Distribution of 1-norm for Gaussian Unitary Ensemble Suppose I uniformly sample matrices X from the Gaussian Unitary Ensemble (GUE) with variance \sigma^2.  Consider the Ky-Fan d norm, i.e. the sum of the singular values, of X.  Let's call this Z=||X||_1.  What is the distribution of Z as a function of the dimension d and the variance \sigma^2? Really, all I want are estimates of the mean and a good tail bound, so maybe also the second moment.
 A: Let's normalise the variance of the entries to be $1$.  Then GUE asymptotically obeys the semicircular law, i.e., the eigenvalues (which equal the singular values, as GUE is Hermitian), after dividing by $\sqrt{n}$, are distributed according to the law $\frac{1}{2 \pi} (4 - x^2)^{1/2}_+ dx$.  So the Schatten $1$-norm (Ky Fan norm) should asymptotically equal $\sqrt{n}$ times n times the integral
\begin{equation*}
\int \frac{|x|}{2 \pi}  (4 - x^2)^{1/2}_+ dx,
\end{equation*}
which Wolfram alpha tells me is $8/3 \pi$.  So the answer is $n^{3/2} ( 8 / 3 \pi + o(1) )$ with probability $1-o(1)$.  Using an explicit convergence rate for GUE, one can probably replace the $o(1)$ with $O(n^{-c})$ for some explicit constant $c>0$.
Getting the variance may be within current technology - it's some integral of two-point correlations of GUE, which are known - but somewhat tedious.  Higher moments should also (in principle) be computable.  My guess is that the limiting distribution will be asymptotically gaussian, but I might be wrong about this (the central limit theorem doesn't apply directly because the eigenvalues are correlated with each other).
A: I'm not at all expert on random matrix stuff, but until someone more qualified pops up, would you be interested in some crude estimates on Z in the $n \to \infty$ asymptotic? Or do you really want something sharper in each dimension?
EDIT/UPDATE: OK, here's my hand-wavy argument, 
it's been a while since I did any probability theory, so caveat lector and all that.
I'm going to use the GOE just because that's the one I know better and to save me worrying about stray scaling factors.
The idea is that for any $n \times n$ matrices $S$ and $T$ we always have
$\Vert S\Vert_1 \Vert T \Vert_{\rm op} \geq |{\rm tr}(ST)|$
where the subscript 1 denotes Ky-Fan/Schatten 1-norm and the subscript "op" denotes usual operator norm. In particular, if $S=T$ is self-adjoint then
$\Vert S\Vert_1 \geq || S ||\_2^2\\, /\\, || S ||_{\rm op}$
Now when S is GOE(n,$\sigma^2$) then $n^{-2} \Vert S\Vert_2^2$ is strongly concentrated round its mean (which is $\sigma^2$) -- it's the average of a bunch of independent random variables so we could use variance estimates and Chebyshev, or probably some stronger exponential tail estimates.

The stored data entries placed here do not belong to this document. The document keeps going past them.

PR #7930, opened 2025-06-22
[p5.js 2.x] chore: enable eslint rules

error-four-o-four:
Hey there,

this PR is a follow-up to #7853 to discuss the usage of linter rules.

It does not include the fixed/applied changes of the rules because it would block other PRs or would result in a lot of rebasing and resolving merge conflicts. I'd argue that the fixes should be applied in separate PRs.

(Discussed rules were marked as completed)

## [eslint recommended](https://eslint.org/docs/latest/rules/)

* [ ] [constructor-super](https://eslint.org/docs/latest/rules/constructor-super) error
* [ ] [for-direction](https://eslint.org/docs/latest/rules/for-direction) error
* [ ] [getter-return](https://eslint.org/docs/latest/rules/getter-return) error
* [ ] ~~[no-async-promise-executor](https://eslint.org/docs/latest/rules/no-async-promise-executor) error~~
* [ ] [no-class-assign](https://eslint.org/docs/latest/rules/no-class-assign) error
* [ ] [no-compare-neg-zero](https://eslint.org/docs/latest/rules/no-compare-neg-zero) error
* [ ] ~~[no-cond-assign](https://eslint.org/docs/latest/rules/no-cond-assign) error~~
* [ ] [no-const-assign](https://eslint.org/docs/latest/rules/no-const-assign) error
* [ ] [no-constant-binary-expression](https://eslint.org/docs/latest/rules/no-constant-binary-expression) error
* [ ] [no-constant-condition](https://eslint.org/docs/latest/rules/no-constant-condition) error
* [ ] [no-control-regex](https://eslint.org/docs/latest/rules/no-control-regex) error
* [ ] [no-debugger](https://eslint.org/docs/latest/rules/no-debugger) error
* [ ] [no-dupe-args](https://eslint.org/docs/latest/rules/no-dupe-args) error
* [ ] [no-dupe-class-members](https://eslint.org/docs/latest/rules/no-dupe-class-members) error
* [ ] [no-dupe-else-if](https://eslint.org/docs/latest/rules/no-dupe-else-if) error
* [ ] [no-dupe-keys](https://eslint.org/docs/latest/rules/no-dupe-keys) error
* [ ] [no-duplicate-case](https://eslint.org/docs/latest/rules/no-duplicate-case) error
* [ ] [no-empty-character-class](https://eslint.org/docs/latest/rules/no-empty-character-class) error
* [ ] [no-empty-pattern](https://eslint.org/docs/latest/rules/no-empty-pattern) error
[...]

PR #7933, opened 2025-06-22
[p5.js 2.x] chore: enable `pre-commit` hooks

error-four-o-four:
adresses #7930 

This PR enables the pre-commit hooks to make use of `lint-staged`.

As a one time fix this PR uses `npx sort-package-json` to sort the fields in the  package.json.

### DIFF
--- a/package.json
+++ b/package.json
@@ -53,10 +53,12 @@
     "test": "vitest"
   },
   "husky": {
-    "hooks": {}
+    "hooks": {
+      "pre-commit": "lint-staged"
+    }
   },
   "lint-staged": {
-    "src/**/*.js": "eslint",
+    "src/**/*.js": "eslint --max-warnings=0",
     "test/**/*.js": "eslint",
     "utils/**/*.{js,mjs}": "eslint"
   },
--- a/package.json
+++ b/package.json
@@ -1,24 +1,70 @@
 {
   "name": "p5",
+  "version": "2.0.3",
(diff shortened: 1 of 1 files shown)


package.json
```diff
@@ -1,24 +1,72 @@
...
   "name": "p5",
+  "version": "2.0.3",
+  "description": "[![npm version](https://badge.fury.io/js/p5.svg)](https://www.npmjs.com/package/p5)",
+  "homepage": "https://p5js.org",
+  "bugs": {
+    "url": "https://github.com/processing/p5.js/issues"
+  },
   "repository": "processing/p5.js",
+  "license": "LGPL-2.1",
+  "author": "",
```
ksen0, line 11: As far as I understand, the "author" field is a best practice to include but optional. Because this project follows the All Contributors specification, I think it could either be omitted or using something like "p5.js contributors"? Any thoughts on this? Minor preference against adding this as a blank field.

ksen0 (commented):
Thanks for working on this @error-four-o-four , sorry for delay in review. Only 1 minor comment re:authorship. Tagging also other DevOps stewards: @Vaivaswat2244 @limzykenneth @lirenjie95

package.json
limzykenneth: The author field here is not quite added but just rearranged from elsewhere in this file, ie. it is there already before as a blank string. I'm not sure this field is read by anything specific (that I know of) to populate something so I think something like "p5.js contributors" is fine either way.

ksen0: Ah Ok I saw other rearranged fields but missed this one. Sorry!

PR #7967, opened 2025-07-13
Individual flags to disable part of FES by the user

limzykenneth:
Addresses https://github.com/ffd8/P5LIVE/issues/117

 Changes:

Adds two new flags to selectively disable specific components of FES.

* `p5.disableParameterValidator` - disables parameter validation check
* `p5.disableSketchChecker` - disables sketch overwrite global variables check

The implementation is not very sophisticated at this point but should be functional and we can refactor later. The names of the flags are still up for suggestion if any.


ffd8:
That's great! In the meantime, I see that this message about overwriting global variables seems to have completely gone away (I don't see anything in 2.2.3 and x versions earlier). Thanks for adding this temp fix before it ultimately got removed!

PR #7969, opened 2025-07-13
Add integration tests for ESM build (typescript/react/vuejs)

### LINKED ISSUE #7938: [p5.js 2.x] add integration tests
### Topic

Hey there,

in order to push the state of the esm build forward I'd suggest to add some kind of integration tests. The main issue I'm trying to tackle is to be able to check correct type declarations. At a later stage one could also add separate tests for each addon/build which is defined in the `exports` field of the package.json. Beyond that one could test the global or instance mode in other frameworks such as react or vuejs if neccessary.

To be more specific I'm thinking of running a child process like `tsc --noEmit` within a test folder/project with different compiler options and setups (unless there are better options).

```
├── test
│   ├── integrations
│   │   ├── typescript
│   │   │   ├── package.json
│   │   │   ├── index.ts
│   │   │   └── tsconfig.json
│   │   ├── react
│   │   └── vuejs
│   ├── unit
│   └── visual
├── package.json
└── <root>
```

```json
// ./test/integrations/typescript/package.json
{
  "name": "ts-test",
  "scripts": {
    "test": "tsc --noEmit",
  },
  "devDependencies": {
    "p5": "file:../../../dist/app.js",
    "typescript": "^5.0.0"
  }
}
```

```ts
// ./test/integrations/typescript/index.ts
import p5 from 'p5';

new p5((p) =>{
  p.setup = () => {
    // ...
  }
})
```

```js
import { execSync } from 'node:child_process';

process.chdir('<root>/test/integration/typescript');
execSync('npm i');
execSync('npm run test');
```

I'd recommend to run such tests only locally and not integrate them to the CI.

---

Another approach would be to use a library like [mockFs](https://www.npmjs.com/package/mock-fs) or [fs-fixture](https://github.com/privatenumber/fs-fixture). They programmatically create test files in a temp folder and delete them afterwards.

The general benefit would be a streamlined test experience.

A prerequisite would be to migrate to esm completely in order to settle the issues mentioned in #7863 

Any of this is open for discussion.

pratham-radadiya:
Add integration test

resolves #7938

Changes:

Introduced integration test setup for TypeScript, React, and Vuejs using ESM build

TypeScript tests validate declaration accuracy using tsc --noEmit

React tests check usage in a TSX component with hooks and class-based sketches

Vue tests use vue-tsc to verify type compatibility in .vue files

- [ ] `npm run lint` passes


test/integrationRunner.js
```diff
@@ -0,0 +1,23 @@
+const { execSync } = require('node:child_process');
+const { join } = require('node:path');
+const { existsSync } = require('node:fs');
+
+const testDirs = ['typescript', 'react', 'vuejs'];
```
lirenjie95, line 5: I think we can consider reading all directories under `test/integrations` dynamically instead of hard code.

ksen0:
Hi @pratham-radadiya thanks for working on this! I see you've marked a review comment resolved, do you plan to implement that suggestion in a future commit? In terms of scope: it looks like the top-level package and package-lock files were touched, could you confirm why this was necessary please?

Also tagging the other DevOps stewards on this one @Vaivaswat2244 @error-four-o-four @limzykenneth

limzykenneth:
I personally don't quite like the setup here introducing individual standalone project which adds a lot of complexity and the `exec` stuff can be very brittle as well. 

I don't think there is a specific need to test React and Vue, the main thing from the original issue is looking at is around type correctness, React and Vue don't necessarily introduces different ways of working with types here. The original issue mention Vitest's [type testing](https://vitest.dev/guide/testing-types) I think is a better direction. I would like our tests to remain within Vitest's ecosystem as much as possible so we don't build out toolings that are somewhat brittle and over time didn't get maintained and used, which is a problem we had with the 1.x devops setup.

pratham-radadiya:
Hi @ksen0  and @limzykenneth, thank you both for the detailed feedback!

On the package.json and package-lock.json changes:
These changes were required to include dependencies like vue-tsc, react, and typescript for the integration tests to run correctly in each ESM project. However, I understand now that this introduces unnecessary complexity at the top level. I’ll move these dependencies into local package.json files inside the test subfolders instead, or clean them up if we decide to drop Vue/React tests.

 On the scope of React/Vue testing:
You're right — the original issue (#7938) was focused on verifying type correctness, and I see now that React/Vue may not bring extra value here. I can remove the React and Vue test setups and instead focus on tsc + Vitest’s type-only testing approach as suggested. That would keep things consistent with the existing testing strategy and avoid brittle tooling.

I'll push an updated commit shortly reflecting these changes. Please let me know if you'd like me to go in a slightly different direction — happy to adjust!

Also, when S is GOE(n,$\sigma^2$) then $n^{-1/2} \Vert S\Vert_{\rm op}$ is strongly concentrated round $2\sigma$ - one can get exponential tail estimates, at least for an upper bound of $(2+\epsilon)\sigma$ for any positive $\epsilon$. I think this is folklore or a special case of Big Machinery, but as I said I have a more elementary proof, albeit one which is probably not original.
So, there is going to be a high probability (for $n$ large) that || S ||22 is bigger than $(1-\epsilon)\sigma^2n^2$, and there is going to be a high probability (for $n$ large) that $\Vert S\Vert_{\rm op}$ is less than $(2+\epsilon)\sigma n^{1/2}$. On the intersection of these two events you're going to find that
$\Vert S\Vert_1 \geq (1-\epsilon)n^2\sigma^2 / (2+\epsilon)\sigma n^{1/2}$
which gives the lower bound I was claiming.
A: More precise results along the lines of Yemon Choi's answers are in two papers by Szarek: "Spaces with large distance to $l^\infty$ and random matrices", and "Condition number of random matrices".
A: Some vaguer thoughts: one way to try and get an intuitive handle on these kinds of global question, is to think of the not-quite-correctly named Wigner theorem on convergence to the semicircle distribution. That is, we know that if we scale the variance by 1/n then one gets convergence of the empirical spectral measure (in various senses) to a continuous density supported on [-2,2]. So there are going to be enough 'big' eigenvalues to drive up the values of the Schatten norms, in particular the sum of their absolute values should naively be O(n). This was when we scaled the entries by 1/\sqrt{n}, so to get a limit of the 1-norm it looks like we need a n^{-3/2} scaling.